Moreover F1-Score which shows the prediction performance of Appointed and No-shows gives a remarkable performance when ENN, CNN and ADASYN sampling method are used with decision tree classifier.
Overall, Recall depicts the negative samples where False Negative is high where the NO_Shows were predicted correctly by sampling method using ENN.

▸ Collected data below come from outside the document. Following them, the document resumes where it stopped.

PR #2059, opened 2023-05-22
fix: use dl.k8s.io, not kubernetes-release bucket

rjsadow:
#### What type of PR is this?
/kind cleanup
/priority important-soon

There are still references to https://storage.googleapis.com/kubernetes-release instead of https://dl.k8s.io/

One reference was missed from https://github.com/kubernetes-client/python/pull/2055

dl.k8s.io is the correct advertised download host and will eventually move to be fastly shielding a fully community-owned bucket

ref: https://github.com/kubernetes/k8s.io/issues/2396

```release-note
none
```

```docs

```

### DIFF
--- a/scripts/kube-init.sh
+++ b/scripts/kube-init.sh
@@ -71,7 +71,7 @@ echo "Checking docker service"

The limitation is that the testing was carried out with a limited dataset and needs to be tested with a larger dataset and the implications are this framework will be useful whenever the data is imbalanced in real world scenarios, which ultimately improves the performance.
This experimental study incorporates various rebalancing strategies for appointment no-show data in healthcare and also some guidelines were provided for tackling similar imbalanced problems. The performance of each sampling method with Decision Tree classifier is compared. Performance is assessed with metrics such as Precision, Recall, AUCROC, and F1 score. In imbalanced classification problems, recall is usually more important since false negatives are frequently more costly than false positives. The recall value of 0.999 for ENN sampling method predicts the no-shows minority class exactly when compared to other sampling methods such RUS, ROS, ADASYN, and CNN. For future work the performance of sampling methods could also be tested with large datasets with more imbalance ratio. Similarly this framework can be tried on cost sensitive approaches and ensemble algorithms.